With no words added or dropped, transcribe the listing that follows.
Data shown START
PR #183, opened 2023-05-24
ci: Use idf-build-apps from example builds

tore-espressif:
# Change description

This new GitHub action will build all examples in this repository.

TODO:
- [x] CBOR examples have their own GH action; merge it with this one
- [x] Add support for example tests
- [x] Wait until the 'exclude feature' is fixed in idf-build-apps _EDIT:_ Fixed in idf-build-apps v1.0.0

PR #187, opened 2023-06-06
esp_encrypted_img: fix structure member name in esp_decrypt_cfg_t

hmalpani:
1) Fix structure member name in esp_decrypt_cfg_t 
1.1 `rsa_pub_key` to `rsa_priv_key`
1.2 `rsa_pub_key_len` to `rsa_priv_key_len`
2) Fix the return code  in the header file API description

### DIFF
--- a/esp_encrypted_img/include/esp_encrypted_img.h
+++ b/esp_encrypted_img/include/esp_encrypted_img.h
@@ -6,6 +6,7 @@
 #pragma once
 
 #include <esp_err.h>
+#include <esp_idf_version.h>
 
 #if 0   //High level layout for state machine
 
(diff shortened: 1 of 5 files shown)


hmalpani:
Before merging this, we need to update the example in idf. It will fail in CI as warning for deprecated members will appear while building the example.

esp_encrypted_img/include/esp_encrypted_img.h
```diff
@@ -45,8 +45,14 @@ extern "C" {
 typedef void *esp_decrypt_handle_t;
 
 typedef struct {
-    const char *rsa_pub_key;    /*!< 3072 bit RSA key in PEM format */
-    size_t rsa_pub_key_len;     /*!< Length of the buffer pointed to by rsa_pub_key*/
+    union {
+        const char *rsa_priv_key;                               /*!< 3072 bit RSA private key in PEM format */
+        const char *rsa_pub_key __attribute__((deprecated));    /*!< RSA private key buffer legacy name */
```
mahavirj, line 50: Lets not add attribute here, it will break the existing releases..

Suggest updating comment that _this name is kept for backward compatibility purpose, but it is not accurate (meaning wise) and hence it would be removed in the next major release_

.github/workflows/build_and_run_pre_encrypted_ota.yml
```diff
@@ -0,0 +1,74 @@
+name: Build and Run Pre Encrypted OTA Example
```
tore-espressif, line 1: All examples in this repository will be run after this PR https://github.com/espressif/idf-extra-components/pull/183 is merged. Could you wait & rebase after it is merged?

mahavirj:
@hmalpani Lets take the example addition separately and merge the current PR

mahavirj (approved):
Data shown END
> **Your response**:
PR #183, opened 2023-05-24
ci: Use idf-build-apps from example builds

tore-espressif:
# Change description

This new GitHub action will build all examples in this repository.

TODO:
- [x] CBOR examples have their own GH action; merge it with this one
- [x] Add support for example tests
- [x] Wait until the 'exclude feature' is fixed in idf-build-apps _EDIT:_ Fixed in idf-build-apps v1.0.0

PR #187, opened 2023-06-06
esp_encrypted_img: fix structure member name in esp_decrypt_cfg_t

hmalpani:
1) Fix structure member name in esp_decrypt_cfg_t 
1.1 `rsa_pub_key` to `rsa_priv_key`
1.2 `rsa_pub_key_len` to `rsa_priv_key_len`
2) Fix the return code  in the header file API description

### DIFF
--- a/esp_encrypted_img/include/esp_encrypted_img.h
+++ b/esp_encrypted_img/include/esp_encrypted_img.h
@@ -6,6 +6,7 @@
 #pragma once
 
 #include <esp_err.h>
+#include <esp_idf_version.h>
 
 #if 0   //High level layout for state machine
 
(diff shortened: 1 of 5 files shown)


hmalpani:
Before merging this, we need to update the example in idf. It will fail in CI as warning for deprecated members will appear while building the example.

esp_encrypted_img/include/esp_encrypted_img.h
```diff
@@ -45,8 +45,14 @@ extern "C" {
 typedef void *esp_decrypt_handle_t;
 
 typedef struct {
-    const char *rsa_pub_key;    /*!< 3072 bit RSA key in PEM format */
-    size_t rsa_pub_key_len;     /*!< Length of the buffer pointed to by rsa_pub_key*/
+    union {
+        const char *rsa_priv_key;                               /*!< 3072 bit RSA private key in PEM format */
+        const char *rsa_pub_key __attribute__((deprecated));    /*!< RSA private key buffer legacy name */
```
mahavirj, line 50: Lets not add attribute here, it will break the existing releases..

Suggest updating comment that _this name is kept for backward compatibility purpose, but it is not accurate (meaning wise) and hence it would be removed in the next major release_

.github/workflows/build_and_run_pre_encrypted_ota.yml
```diff
@@ -0,0 +1,74 @@
+name: Build and Run Pre Encrypted OTA Example
```
tore-espressif, line 1: All examples in this repository will be run after this PR https://github.com/espressif/idf-extra-components/pull/183 is merged. Could you wait & rebase after it is merged?

mahavirj:
@hmalpani Lets take the example addition separately and merge the current PR

mahavirj (approved):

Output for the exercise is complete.